If you have many runs to do in batch, you may use the metadata to automatically
generate filenames. It is strongly recommended to include part of the globally
unique id, uid
, at the end to ensure that names do not clash and overwrite.
In [15]: columns = ["I0", "It", "Ir", "dcm_energy"]
In [16]: results = catalog.search({"XDI.Element.symbol": "Mn"})
In [17]: for uid, run in results.items():
....: ds = run.primary.read()
....: df = ds[columns].to_dataframe()
....: md = run.metadata["start"]
....: filename = f'Mn-spectra-{md["scan_id"]}-{md["uid"]:.8}.csv'
....: df.to_csv(filename, index=False)
....: print(f"Saved {filename}")
....:
Saved Mn-spectra-22668-3c3da7c8.csv
Saved Mn-spectra-23457-292e1bcb.csv
Saved Mn-spectra-22670-c353bdda.csv
Saved Mn-spectra-22671-776a03b3.csv
Saved Mn-spectra-23726-12a63104.csv
Saved Mn-spectra-22669-647b0065.csv
Export to HDF5¶
HDF5 is suitable for image data.
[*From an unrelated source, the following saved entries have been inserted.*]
PR #1571, opened 2024-08-28
feat: add tools configuration generation

RutZap:
Adding a new RPC which generates and returns a configuration for tools used to interact with the current project.


node/codegen.go
```diff
@@ -1614,7 +1614,7 @@ func writeTestingTypes(w *codegen.Writer, schema *proto.Schema) {
 		w.Writeln("withIdentity(identity: sdk.Identity): JobExecutor;")
 		w.Writeln("withAuthToken(token: string): JobExecutor;")
 		for _, job := range schema.Jobs {
-			msg := proto.FindMessage(schema.Messages, job.InputMessageName)
+			msg := schema.FindMessage(job.InputMessageName)
```
davenewza, line 1617: :)

tools/generator.go
```diff
@@ -0,0 +1,660 @@
...
+type Tool struct {
+	Config         *rpc.ActionConfig
+	Model          *proto.Model
+	Action         *proto.Action
+	SortableFields []string
+}
+
+type Generator struct {
+	Schema *proto.Schema
+	Tools  map[string]*Tool
```
davenewza, line 23: Is it necessary to have a pointer to `Tool` in the map?

tools/generator.go
```diff
@@ -0,0 +1,660 @@
...
+}
+
+const fieldNameID = "id"
+
+var ErrInvalidSchema = errors.New("invalid schema")
+
+// NewGenerator creates a new tooll config generator for the given schema
```
davenewza, line 30:
```suggestion
// NewGenerator creates a new tool config generator for the given schema
```

tools/generator.go
```diff
@@ -0,0 +1,660 @@
...
+	for id, tool := range g.Tools {
+		if tool.Model.Name == modelName && tool.Action.IsGet() && tool.hasOnlyIDInput() {
+			return id
+		}
+	}
+
+	return ""
+}
+
+// findByIDTools searches for the tools that operate on the given model and take in an ID as an input; Returns a map of
```
davenewza, line 512:
```suggestion
// findAllByIDTools searches for the tools that operate on the given model and take in an ID as an input; Returns a map of
```

davenewza (approved):
Looks great

tools/generator.go
RutZap: So I think if we use pointers, it's slightly more performant when our structs are larger. Also, if we don't use pointers we can't do something like this: `g.Tools[input.GetEntryAction.ToolId].getIDInputFieldPath(),` not any direct assignments like `g.Tools[id].X = X`

RutZap: To be fair, your comment made me look deeper into it, and this [article](https://www.willem.dev/articles/slice-of-pointers-structs/) explains quite nicely the differences, especially:

> When you iterate over a slice of values, the iteration variables will be copies of those values. Any modifications you make to the iteration variables won’t be reflected outside of the loop.

> With a slice of pointers, the iteration variables will be copies of the pointers. These copies will still point to the same values. Changes to these values will be visible outside of the loop.

So yeah, I think having a map of pointers makes some parts of the code much easier to work with (i.e. decorating the tools directly by referencing the map pointer e.g. `g.Tools[id].Config.X = X`)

It is understood by most data analysis software.
Note
This example uses h5py.
conda install h5py
# or...
pip install h5py
In [18]: import h5py
In [19]: ds = run.primary.read()
In [20]: columns = ["I0", "It", "Ir", "dcm_energy"] # columns we want to export
In [21]: with h5py.File("data.h5", "w") as file:
....: for column in columns:
....: file[column] = df[column]
....:
Streaming Export¶
A tool built for streaming export can be used on both saved data (as we’ll do here) and on live-streaming data during data acquisition.
Note
This example uses suitcase-csv.
conda install -c nsls2forge suitcase-csv
# or...
pip install suitcase-csv
In [22]: import suitcase.csv
In [23]: artifacts = suitcase.csv.export(run.documents(fill="yes"), "output_directory")
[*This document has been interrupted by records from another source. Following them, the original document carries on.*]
PR #1572, opened 2024-08-28
fix: storedfile, modelapi typing, additional files support

davenewza:
- New `StoredFile` type distinct from `InlineFile`
 - Common mime types as string type options
 - Models to use `StoredFile` type while create and update values to support `StoredFile | InlineFile` 
 - ModelAPI `update` implicit storing support and addition file support in query builder
 - Kysely configured to use `FileDbRecord`
 - Added file storage for `keel test`
 - More custom function and hooks tests


node/codegen.go
```diff
@@ -165,24 +166,6 @@ func generateSdkPackage(schema *proto.Schema, cfg *config.ProjectConfig) codegen
 	}
 }
 
-// writeBuiltInTypes will write the types for Built In types such as InlineFile, SortDirection, etc..
-func writeBuiltInTypes(w *codegen.Writer) {
-	w.Writeln(`export type SortDirection = "asc" | "desc" | "ASC" | "DESC"`)
```
RutZap, line 170: I think we need to add the `SortDirection` back in `generateSdkPackage()`

RutZap: Ah scratch that. I just saw we've added it to the template

davenewza: @RutZap Ive added it to the `functions-runtime` types since it doesnt need to be generated

RutZap (approved):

---------------------------------------------------------------------------
ValueError Traceback (most recent call last)
Input In [23], in <cell line: 1>()
----> 1 artifacts = suitcase.csv.export(run.documents(fill="yes"), "output_directory")
File /opt/hostedtoolcache/Python/3.8.12/x64/lib/python3.8/site-packages/suitcase/csv/__init__.py:87, in export(gen, directory, file_prefix, **kwargs)
85 with Serializer(directory, file_prefix, **kwargs) as serializer:
86 for item in gen:
---> 87 serializer(*item)
89 return serializer.artifacts
File /opt/hostedtoolcache/Python/3.8.12/x64/lib/python3.8/site-packages/suitcase/csv/__init__.py:294, in Serializer.__exit__(self, *exception_details)
293 def __exit__(self, *exception_details):
--> 294 self.close()
File /opt/hostedtoolcache/Python/3.8.12/x64/lib/python3.8/site-packages/suitcase/csv/__init__.py:288, in Serializer.close(self)
285 def close(self):
286 '''Close all of the files opened by this Serializer.
287 '''
--> 288 self._manager.close()
File /opt/hostedtoolcache/Python/3.8.12/x64/lib/python3.8/site-packages/suitcase/utils/__init__.py:266, in MultiFileManager.close(self)
264 for a in self._artifacts:
265 if a.handle is not None:
--> 266 a.handle.close()
File /opt/hostedtoolcache/Python/3.8.12/x64/lib/python3.8/site-packages/suitcase/utils/__init__.py:93, in Artifact.handle.<locals>.update_size_on_close.<locals>.wrapped_close()
92 def wrapped_close():
---> 93 handle.seek(0, os.SEEK_END)
94 self._final_size = handle.tell()
95 orig_close()
ValueError: I/O operation on closed file.
In [24]: artifacts
---------------------------------------------------------------------------
NameError Traceback (most recent call last)
Input In [24], in <cell line: 1>()
----> 1 artifacts
NameError: name 'artifacts' is not defined
Note that this operates on the entire run and all of its streams. When a Run contains multiple streams, multiple CSV files will be created. This is why it acceps a path to a directory rather than a path to a single file. Any data that does well-suited to the format (e.g. image data in this case) is omitted for the export.
See Suitcase for a list of supported formats and more information.